In October 2017, a Southeastern Pennsylvania Transportation Authority (SEPTA) bus struck Hayley Freilich as she was walking within the crosswalk at the intersection of Broad Street and Vine Street in Philadelphia, Pennsylvania. The collision would cause Freilich to suffer permanent bodily injuries necessitating extensive medical treatment. Nearly five year after the collision and subsequent lawsuit filed against SEPTA, Freilich’s cause of action continues on as her originally stipulated damages of approximately $7 million dollars has been reduced to a mere $250,000 despite SEPTA’s admission of negligence.
The original dispute in Freilich v. Se. Pa. Transp. Auth. concerned whether or not SEPTA was negligent in causing Freilich’s injuries. In a stipulated verdict, the parties reached an agreement whereby SEPTA admitted that its driver was negligent in causing Plaintiff’s injuries and the parties stipulated to award Freilich $7,000,000.

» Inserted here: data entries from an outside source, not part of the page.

PR #159, opened 2021-12-22
[PAPI-312] Include zero liquidity flag

drmathias:
* Adds a flag for whether to include tokens with no liquidity
* Explores potential for returning average price data across markets for token endpoints

### DIFF
--- a/src/Opdex.Platform.Application/Assemblers/MarketTokenDtoAssembler.cs
+++ b/src/Opdex.Platform.Application/Assemblers/MarketTokenDtoAssembler.cs
@@ -24,6 +24,12 @@ public class MarketTokenDtoAssembler : IModelAssembler<MarketToken, MarketTokenD
     {
         var marketTokenDto = _mapper.Map<MarketTokenDto>(token);
 
+        if (marketTokenDto.Summary is null)
+        {
+            var summary = await _mediator.Send(new RetrieveTokenSummaryByMarketAndTokenIdQuery(token.Market.Id, token.Id, findOrThrow: false));
+            if (summary is not null) marketTokenDto.Summary = _mapper.Map<TokenSummaryDto>(summary);
+        }
+
         var liquidityPool = token.IsLpt
             ? await _mediator.Send(new RetrieveLiquidityPoolByAddressQuery(token.Address))
             : await _mediator.Send(new RetrieveLiquidityPoolBySrcTokenIdAndMarketIdQuery(token.Id, token.Market.Id));
--- a/src/Opdex.Platform.Application/Assemblers/MarketTokenDtoAssembler.cs
+++ b/src/Opdex.Platform.Application/Assemblers/MarketTokenDtoAssembler.cs
@@ -24,13 +24,6 @@ public class MarketTokenDtoAssembler : IModelAssembler<MarketToken, MarketTokenD
     {
         var marketTokenDto = _mapper.Map<MarketTokenDto>(token);
 
-        var summary = await _mediator.Send(new RetrieveTokenSummaryByMarketAndTokenIdQuery(token.Market.Id, token.Id, findOrThrow: false));
-
-        if (summary != null)
-        {
-            marketTokenDto.Summary = _mapper.Map<TokenSummaryDto>(summary);
-        }
-
         var liquidityPool = token.IsLpt
             ? await _mediator.Send(new RetrieveLiquidityPoolByAddressQuery(token.Address))
             : await _mediator.Send(new RetrieveLiquidityPoolBySrcTokenIdAndMarketIdQuery(token.Id, token.Market.Id));
--- a/src/Opdex.Platform.Application/EntryHandlers/Addresses/Mining/GetMiningPositionsWithFilterQueryHandler.cs
+++ b/src/Opdex.Platform.Application/EntryHandlers/Addresses/Mining/GetMiningPositionsWithFilterQueryHandler.cs
@@ -1,5 +1,5 @@
 using MediatR;
-using Opdex.Platform.Application.Abstractions.EntryQueries.Addresses;
+using Microsoft.Extensions.Logging;
 using Opdex.Platform.Application.Abstractions.EntryQueries.Addresses.Mining;
 using Opdex.Platform.Application.Abstractions.Models.Addresses;
 using Opdex.Platform.Application.Abstractions.Queries.Addresses.Mining;
@@ -16,11 +16,14 @@ public class GetMiningPositionsWithFilterQueryHandler : EntryFilterQueryHandler<
 {
     private readonly IMediator _mediator;
     private readonly IModelAssembler<AddressMining, MiningPositionDto> _miningPositionAssembler;
+    private readonly ILogger<GetMiningPositionsWithFilterQueryHandler> _logger;
 
-    public GetMiningPositionsWithFilterQueryHandler(IMediator mediator, IModelAssembler<AddressMining, MiningPositionDto> miningPositionAssembler)
+    public GetMiningPositionsWithFilterQueryHandler(IMediator mediator, IModelAssembler<AddressMining, MiningPositionDto> miningPositionAssembler, ILogger<GetMiningPositionsWithFilterQueryHandler> logger)
+        : base(logger)
     {
         _mediator = mediator ?? throw new ArgumentNullException(nameof(mediator));
         _miningPositionAssembler = miningPositionAssembler ?? throw new ArgumentNullException(nameof(miningPositionAssembler));
+        _logger = logger ?? throw new ArgumentNullException(nameof(logger));
     }
 
     public override async Task<MiningPositionsDto> Handle(GetMiningPositionsWithFilterQuery request, CancellationToken cancellationToken)
@@ -29,9 +32,15 @@ public class GetMiningPositionsWithFilterQueryHandler : EntryFilterQueryHandler<
 
         var positionsResults = positions.ToList();
 
+        _logger.LogTrace("Retrieved queried mining positions");
+
         var cursorDto = BuildCursorDto(positionsResults, request.Cursor, pointerSelector: result => result.Id);
 
+        _logger.LogTrace("Returning {ResultCount} results", positionsResults.Count);
+
         var dtos = await Task.WhenAll(positionsResults.Select(position => _miningPositionAssembler.Assemble(position)));
+
+        _logger.LogTrace("Assembled results");
 
         return new MiningPositionsDto { Positions = dtos, Cursor = cursorDto };
     }
--- a/src/Opdex.Platform.Application/EntryHandlers/Addresses/Mining/GetMiningPositionsWithFilterQueryHandler.cs
+++ b/src/Opdex.Platform.Application/EntryHandlers/Addresses/Mining/GetMiningPositionsWithFilterQueryHandler.cs
@@ -16,14 +16,12 @@ public class GetMiningPositionsWithFilterQueryHandler : EntryFilterQueryHandler<
 {
     private readonly IMediator _mediator;
     private readonly IModelAssembler<AddressMining, MiningPositionDto> _miningPositionAssembler;
-    private readonly ILogger<GetMiningPositionsWithFilterQueryHandler> _logger;
 
     public GetMiningPositionsWithFilterQueryHandler(IMediator mediator, IModelAssembler<AddressMining, MiningPositionDto> miningPositionAssembler, ILogger<GetMiningPositionsWithFilterQueryHandler> logger)
         : base(logger)
     {
         _mediator = mediator ?? throw new ArgumentNullException(nameof(mediator));
         _miningPositionAssembler = miningPositionAssembler ?? throw new ArgumentNullException(nameof(miningPositionAssembler));
-        _logger = logger ?? throw new ArgumentNullException(nameof(logger));
     }
 
     public override async Task<MiningPositionsDto> Handle(GetMiningPositionsWithFilterQuery request, CancellationToken cancellationToken)
@@ -32,15 +30,9 @@ public class GetMiningPositionsWithFilterQueryHandler : EntryFilterQueryHandler<
 
         var positionsResults = positions.ToList();
 
-        _logger.LogTrace("Retrieved queried mining positions");
-
         var cursorDto = BuildCursorDto(positionsResults, request.Cursor, pointerSelector: result => result.Id);
 
-        _logger.LogTrace("Returning {ResultCount} results", positionsResults.Count);
-
         var dtos = await Task.WhenAll(positionsResults.Select(position => _miningPositionAssembler.Assemble(position)));
-
-        _logger.LogTrace("Assembled results");
 
         return new MiningPositionsDto { Positions = dtos, Cursor = cursorDto };
     }
--- a/src/Opdex.Platform.Domain/Models/Tokens/TokenBase.cs
+++ b/src/Opdex.Platform.Domain/Models/Tokens/TokenBase.cs
@@ -46,7 +46,7 @@ public abstract class TokenBase : BlockAudit
     }
 
     protected TokenBase(ulong id, Address address, bool isLpt, string name, string symbol, int decimals, ulong sats, UInt256 totalSupply,
-                        ulong createdBlock, ulong modifiedBlock) : base(createdBlock, modifiedBlock)
+                        TokenSummary tokenSummary, ulong createdBlock, ulong modifiedBlock) : base(createdBlock, modifiedBlock)
     {
         Id = id;
         Address = address;
@@ -56,6 +56,7 @@ public abstract class TokenBase : BlockAudit
         Decimals = decimals;
         Sats = sats;
         TotalSupply = totalSupply;
+        TokenSummary = tokenSummary;
     }
 
     public ulong Id { get; }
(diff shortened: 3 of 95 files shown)


mrtpain:
This still a WIP or ready for review?

src/Opdex.Platform.Application/EntryHandlers/Addresses/Mining/GetMiningPositionsWithFilterQueryHandler.cs
```diff
@@ -29,10 +32,16 @@ public override async Task<MiningPositionsDto> Handle(GetMiningPositionsWithFilt
 
         var positionsResults = positions.ToList();
 
+        _logger.LogTrace("Retrieved queried mining positions");
+
         var cursorDto = BuildCursorDto(positionsResults, request.Cursor, pointerSelector: result => result.Id);
 
+        _logger.LogTrace("Returning {ResultCount} results", positionsResults.Count);
+
```
mrtpain, line 40: First thoughts, this is going to be quite a bit of logs, not sure what level we need to log at but it could be quite a bit.

Might be more efficient to wrap handlers within a timer and write logs with "starting" and "finished in ##ms" rather than step by step logs.

drmathias: A timer doesn't really add anything as time is included for all logs. It's good to be generous with trace logs, as they're the lowest granular level. We only ever need to turn them on when we want to trace execution time or debug something very granular. The idea behind putting in these logs is that we can see when database results get returned, when the cursor is built and when assembling the dtos happens. This will hopefully give us an idea which of these 3 steps might be the cause of performance concerns. Only logging at the start and end of handler execution won't provide this sort of insight.

mrtpain: I hear ya but...this will be **a lot** of logs and quite a bit of effort to go back and implement everywhere. 

It might be beneficial to take a simple route first, then come back and get granular if/where necessary.

We could create a new BaseHandler, with protected `StartTrace` and `StopTrace` methods and easily call those base methods passing in the name of the parent handler at the start and end of `Handle()`. Then we get the base info we need for a very minimal amount of work.

``` C#
// Imperfect example
public override async Task<MiningPositionsDto> Handle(GetMiningPositionsWithFilterQuery request, CancellationToken cancellationToken) 
{
    StartTrace();
    
    // Our actual handler logic
    
    StopTrace();
}

// Base Class Methods
protected void StartTrace() {
    _logger.LogTrace("{0}: Starting handler execution", _handlerName);
    _timer = new Stopwatch();
    _timer.Start();
}

protected void StopTrace() 
{
    _timer.Stop();
    _logger.LogTrace("{0}: Time elapsed: {1:hh\\:mm\\:ss}", _handlerName, stopwatch.Elapsed);
}
```

drmathias: I don't disagree with logging around handlers, it'll produce a lot of useful info.

This level of granularity is necessary due to the result of the load test. I'm not sure whether by *a lot* you're suggesting it's too granular? We won't have trace logs turned on unless we need them, really I don't see the downside of having a lot of logs when all of them have a purpose. 

```csharp
...
// gives us an idea of how long the database query takes
_logger.LogTrace("Retrieved queried address balances");

 var cursorDto = BuildCursorDto(balancesResults, request.Cursor, pointerSelector: result => result.Id);

 // tells us how long building the cursor takes as well as how many dtos will be assembled
 _logger.LogTrace("Returning {ResultCount} results", balancesResults.Count);

 var dtos = await Task.WhenAll(balancesResults.Select(balance => _assembler.Assemble(balance)));

 // lets us know how long assembling of the dtos takes
 _logger.LogTrace("Assembled results");
```

In fact, maybe removing the `Retrieved queried .........` logs and logging more granularly within the select handlers or `DbContext` instead would be more beneficial, so we can see a more precise result for query time.

src/Opdex.Platform.Infrastructure/Data/Handlers/Tokens/SelectTokensWithFilterQueryHandler.cs
```diff
@@ -64,18 +64,19 @@ public async Task<IEnumerable<Token>> Handle(SelectTokensWithFilterQuery request
...
 
     private static string QueryBuilder(SelectTokensWithFilterQuery request)
     {
-        var whereFilter = request.MarketId > 0
-            ? $" WHERE ts.{nameof(TokenSummaryEntity.MarketId)} = @{nameof(SqlParams.MarketId)}"
-            : $" WHERE (ts.{nameof(TokenSummaryEntity.MarketId)} IS NULL OR ts.{nameof(TokenSummaryEntity.MarketId)} = 0)";
+        var filterOnMarket = request.MarketId > 0;
+
+        var whereFilterBuilder = new StringBuilder();
+        if (filterOnMarket) whereFilterBuilder.Append($" WHERE ts.{nameof(TokenSummaryEntity.MarketId)} = @{nameof(SqlParams.MarketId)}");
```
mrtpain, line 79: I think we have to keep the ternary logic and the initial join. Multiple markets can return multiple rows because of the join on `token_summary`. So if we filter for a specific market, it'll be fine, if not, then it can return the same token for each market its within.

Maybe its time to split this out into a MarketTokens vs Tokens filter

src/Opdex.Platform.Infrastructure/Data/Handlers/Tokens/SelectTokensWithFilterQueryHandler.cs
```diff
@@ -35,14 +36,13 @@ public class SelectTokensWithFilterQueryHandler : IRequestHandler<SelectTokensWi
                 t.{nameof(TokenEntity.TotalSupply)},
                 t.{nameof(TokenEntity.CreatedBlock)},
                 t.{nameof(TokenEntity.ModifiedBlock)},
-                ts.{nameof(TokenSummaryEntity.PriceUsd)},
-                ts.{nameof(TokenSummaryEntity.DailyPriceChangePercent)}
+                AVG(ts.{nameof(TokenSummaryEntity.PriceUsd)}) AS {nameof(TokenSummaryEntity.PriceUsd)},
+                AVG(ts.{nameof(TokenSummaryEntity.DailyPriceChangePercent)}) AS {nameof(TokenSummaryEntity.DailyPriceChangePercent)}
```
mrtpain, line 40: This is going to average all of the results prices, from all tokens.

it will require either a new `SELECT` internally here or another query altogether to specifically average a one token across markets. 

I think we should just return the price based on the specific market, for market tokens.

We should probably split these queries out for Market/Global tokens and not allow filtering based on averaged token summary data for global tokens.

src/Opdex.Platform.Application/EntryHandlers/Addresses/Mining/GetMiningPositionsWithFilterQueryHandler.cs
mrtpain: It's a code smell having this many logs around and it's a bit tedious to continue doing. 

We know a total requests time and we can see the full flow of a request through the traceId. Logging these only in the infrastructure layer is probably better, maybe the Cirrus Modules before the go out to the Node, CMC modules going to their API, and DB context.

If we do this, theres only a few places that need this logging and we could add a DB context optional param at the end for the `operationName` so we'll know exactly which query it was. We'd just add `nameof(OurQueryHandler)`.

it might be also worth using a StopWatch and logging the elapsed time within these logs rather than us looking at DateTimes within logs. 

None of our internal operations should be long running I don't think without needing the help of this external information.

src/Opdex.Platform.Infrastructure/Data/Handlers/Tokens/SelectTokensWithFilterQueryHandler.cs
drmathias: I can do some testing around this, my belief is that the `GROUP BY` will limit it to return only a single row for each token even with multiple markets.

src/Opdex.Platform.Infrastructure/Data/Handlers/Tokens/SelectTokensWithFilterQueryHandler.cs
drmathias: The `GROUP BY t.{nameof(TokenEntity.Id)}` should cause the average to be per token

src/Opdex.Platform.Application/EntryHandlers/Addresses/Mining/GetMiningPositionsWithFilterQueryHandler.cs
drmathias: I disagree about it being a code smell, but I'll remove the logs within these handlers and happy to replace with logging around the external calls like you suggest. That should allow us to gather a good amount of information to work with.

src/Opdex.Platform.Infrastructure/Data/Handlers/Tokens/SelectTokensWithFilterQueryHandler.cs
drmathias: I appear to have got it working by defining a one to one relationship using dapper multi-mapping. Taking the following data:
image

Call to `GET /tokens` returns
```json
{
    "address": "PRpQxG3nFPzs4KZfKgFYteYkoBHGQKUH1V",
    "name": "Bitcoin (Wrapped)",
    "symbol": "xBTC",
    "decimals": 8,
    "sats": 100000000,
    "totalSupply": "21000000.00000000",
    "summary": {
        "priceUsd": 528.411446000000,
        "dailyPriceChangePercent": -1.430000000000,
        "modifiedBlock": 1472
    }
}
```

Call to `GET /markets/PQKXghAygiEGfE7TaLymHKGiZ42nG7DvrM/tokens` returns
```json
{
    "market": "PQKXghAygiEGfE7TaLymHKGiZ42nG7DvrM",
    "liquidityPool": "PKQc4Lj7pTy9se1B3qBLDQv33nZ34bnSP1",
    "address": "PRpQxG3nFPzs4KZfKgFYteYkoBHGQKUH1V",
    "name": "Bitcoin (Wrapped)",
    "symbol": "xBTC",
    "decimals": 8,
    "sats": 100000000,
    "totalSupply": "21000000.00000000",
    "summary": {
        "priceUsd": 536.290000000000,
        "dailyPriceChangePercent": 1.430000000000,
        "modifiedBlock": 1428
    }
}
```

Splitting them into two handlers can still be done, though probably isn't necessary unless there's a strong reason to optimise them.

src/Opdex.Platform.Application/Assemblers/MarketTokenDtoAssembler.cs
```diff
@@ -24,13 +24,6 @@ public async Task<MarketTokenDto> Assemble(MarketToken token)
     {
         var marketTokenDto = _mapper.Map<MarketTokenDto>(token);
 
-        var summary = await _mediator.Send(new RetrieveTokenSummaryByMarketAndTokenIdQuery(token.Market.Id, token.Id, findOrThrow: false));
-
-        if (summary != null)
-        {
-            marketTokenDto.Summary = _mapper.Map<TokenSummaryDto>(summary);
-        }
-
```
mrtpain, line 33: I think this is still necessary for getting singular market tokens. so maybe wrap in `if(marketTokenDto.Summary == null)`

src/Opdex.Platform.Domain/Models/Tokens/TokenBase.cs
```diff
@@ -66,4 +67,5 @@ protected TokenBase(Address address, bool isLpt, string name, string symbol, int
     public int Decimals { get; }
     public ulong Sats { get; }
     public UInt256 TotalSupply { get; protected set; }
-}
\ No newline at end of file
+    public TokenSummary TokenSummary { get; }
```
mrtpain, line 70: nit - `Summary` is cleaner since we're within the Token already

src/Opdex.Platform.Infrastructure.Abstractions/Data/Models/Tokens/TokenEntity.cs
```diff
@@ -13,4 +13,5 @@ public class TokenEntity : AuditEntity
     public byte Decimals { get; set; }
     public ulong Sats { get; set; }
     public UInt256 TotalSupply { get; set; }
-}
\ No newline at end of file
+    public TokenSummaryEntity TokenSummary { get; set; }
```
mrtpain, line 16: nit - `Summary` instead though it doesn't matter much way down here

src/Opdex.Platform.Infrastructure/Data/DbContext.cs
```diff
@@ -30,7 +30,7 @@ public async Task<IEnumerable<TEntity>> ExecuteQueryAsync<TEntity>(DatabaseQuery
 
     public async Task<IEnumerable<TReturn>> ExecuteQueryAsync<TFirst, TSecond, TReturn>(DatabaseQuery query,
                                                                                         Func<TFirst, TSecond, TReturn> map,
-                                                                                        string splitOn)
+                                                                                        string splitOn = "Id")
```
mrtpain, line 33: Another nit, just because we have this done different elsewhere and this can be an easy area to miss causing a bugs in my past experience. 

I think we should remove the default "Id" from here and the interface and instead follow how its done in this query:
https://github.com/Opdex/opdex-v1-api/blob/main/src/Opdex.Platform.Infrastructure/Data/Handlers/Transactions/SelectTransactionsForSnapshotRewindQueryHandler.cs

src/Opdex.Platform.Infrastructure/Data/Handlers/Tokens/SelectTokensWithFilterQueryHandler.cs
mrtpain: Ok thats nice if it works! Only suggestion is to wrap in `ROUND(AVG(...), 8 )` so our percent and usd decimals stick to 8 decimals.

src/Opdex.Platform.Infrastructure/PlatformInfrastructureMapperProfile.cs
```diff
@@ -426,7 +426,7 @@ public PlatformInfrastructureMapperProfile()
             .ForMember(dest => dest.Symbol, opt => opt.MapFrom(src => src.Symbol))
             .ForMember(dest => dest.Decimals, opt => opt.MapFrom(src => src.Decimals))
             .ForMember(dest => dest.Sats, opt => opt.MapFrom(src => src.Sats))
-            .ForMember(dest => dest.TotalSupply, opt => opt.MapFrom(src => src.TotalSupply))
+            .ForMember(dest => dest.TokenSummary, opt => opt.MapFrom(src => src.TokenSummary))
             .ForMember(dest => dest.CreatedBlock, opt => opt.MapFrom(src => src.CreatedBlock))
```
mrtpain, line 430: This we want to keep total supply mapping here

mrtpain:
looks good, few comments. I like the `modifiedBlock` on the token summary, I think I'll create a story to return that and maybe createdBlock also.

src/Opdex.Platform.Application/Assemblers/MarketTokenDtoAssembler.cs
drmathias: Good point, I'd missed this. Deciding whether or not to add back this call or get the token summary within the query. Potentially we have a flag on the select token query for whether to load related entities (the token summary), then we avoid any performance penalties where the summary isn't needed. Although for now will keep it simple and add back the retrieval call in the assembler

src/Opdex.Platform.Infrastructure/PlatformInfrastructureMapperProfile.cs
drmathias: Re-added

src/Opdex.Platform.Infrastructure/Data/Handlers/Tokens/SelectTokensWithFilterQueryHandler.cs
drmathias: Added ROUND

src/Opdex.Platform.Infrastructure/Data/DbContext.cs
drmathias: Nice, I've followed how you've done it there, so the mapping is done within the split func rather than the summary being defined on the entity.

src/Opdex.Platform.Application/Assemblers/MarketTokenDtoAssembler.cs
drmathias: Thinking retrieving the summary from within the select handler is better. Since now we have `GET /markets/{market}/tokens{token}`, `GET /markets/{market}/tokens` and `GET /tokens` returning the summary, yet `GET/tokens/{token}` is not. For consistency and since we can, maybe we should.

mrtpain (approved):

mrtpain:
this can be merged but we can't swap slots yet for devnet so it won't really be live until then.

However, following the award, SEPTA filed a post-trial motion to mold the verdict, citing the Sovereign Immunity Act (hereafter “the Act”). The Act provides for limitations on liability for “Commonwealth parties” when those parties have acted in a negligent manner. Notably, the Act provides that liability may be imposed on the Commonwealth and the defense of sovereign immunity is inapplicable to claims for damages caused by:
The operation of any motor vehicle in the possession or control of a Commonwealth party. As used in this paragraph, motor vehicle’ means any vehicle which is self-propelled and any attachment thereto, including vehicles operated by rail, through water or in the air.
42 Pa. C.S.A. § 8522(b)(1)
The Act further provides that while liability may be imposed on the Commonwealth for the negligence of one of its motor vehicle operators, a plaintiff’s recovery against that Commonwealth party will be limited. 42 Pa. C.S.A. § 8528(b) specifically mandates that “damages arising from the same cause of action or transaction or occurrence or series of causes of action or transactions or occurrences shall not exceed $ 250,000 in favor of any plaintiff or $ 1,000,000 in the aggregate.” Id.
With this statutory precedent governing in Pennsylvania, in March of 2022, Judge Crumlish, the post-trial motion judge, granted SEPTA’s motion to mold the verdict and reduced Freilich’s damages to $250,000 in accordance with 42 Pa. C.S.A. § 8528(b). Despite agreeing that the reduction was a “profound economic inequality,” Judge Crumlish explained he had a “prescribed role” based on the Act and was without judicial discretion. He noted that unless and until the Pennsylvania Supreme Court accepted the case and reached a different conclusion, he was bound by precedent.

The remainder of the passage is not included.